PR #11197, opened 2025-02-02
[R] Add migration guide for new xgboost

david-cortes:

This PR adds a short migration guide for the new XGBoost highlighting the main differences from the versions that are currently on CRAN.

It also adds links to this guide throughout the docs for `xgboost()` and `xgb.train()`, and re-writes the header of the `xgb.train` docs as currently it wasn't very informative.


trivialfis:
Thank you for working on this, will look into it once I can get the doc build sorted out.

trivialfis:
it would be great if @mayer79 could help take a look as well. ;-)

doc/R-package/migration_guide.rst
```diff
@@ -0,0 +1,45 @@
...
+    - Arguments that are meant to be consumed by the DMatrix constructor must be passed directly to ``xgb.DMatrix`` instead (e.g. argument for categorical features or for feature names).
+    - Some arguments have been renamed (e.g. previous 'watchlist' is now 'evals', in line with the Python package).
+    - The format of the callbacks to pass to ``xgb.train`` has largely been re-written. See the documentation of ``xgb.Callback`` for details.
+
+- Function ``xgb.DMatrix()``:
+    - This function now accepts 'data.frame' inputs and determines which features are categorical from their types - anything with type 'factor' or 'character' will be considered as categorical. Note that when passing data to the 'predict' method, the 'factor' variables must have the same encoding (i.e. same levels) as XGBoost will not re-encode them for you.
```
mayer79, line 24: Factors are not re-encoded at prediction time. But what about characters?

david-cortes: They are not recoded either: https://github.com/dmlc/xgboost/blob/88c8d1ae59e48f49adec9c94dcb9e617fee70b13/R-package/R/xgb.Booster.R#L98

mayer79: Unrelated to the PR: this means that single-row predictions with character columns will be completely wrong, right? I feel we should think of fixing this already before the release. 

We would need to 

- turn characters into factors,
- store a named list with names and levels of character/factor columns,
- and maybe a vector of feature names (to allow users to predict on data frames with more/shuffled columns).

`predict()` would need these info to make safe predictions. 

I am aware that we have already discussed on relateed things, but it keeps popping up in my mind.

mayer79:
This will be very useful, thanks a lot. No idea where this bold sentence is coming from...

mayer79 (approved):

doc/R-package/migration_guide.rst
david-cortes: It will have to waiting until support for storing categorical metadata gets implemented in the core library.

trivialfis: https://github.com/dmlc/xgboost/issues/11088 will have to be part of the next release. Too much work for 3.0.

trivialfis:
> For some reason the RST renderer decided to put one point in bold:

I see the issue is fixed.

trivialfis (approved):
◇ ◇ ◇ ◇
Each line holding "already" should be copied from the material above.

mayer79: Unrelated to the PR: this means that single-row predictions with character columns will be completely wrong, right? I feel we should think of fixing this already before the release. 
I am aware that we have already discussed on relateed things, but it keeps popping up in my mind.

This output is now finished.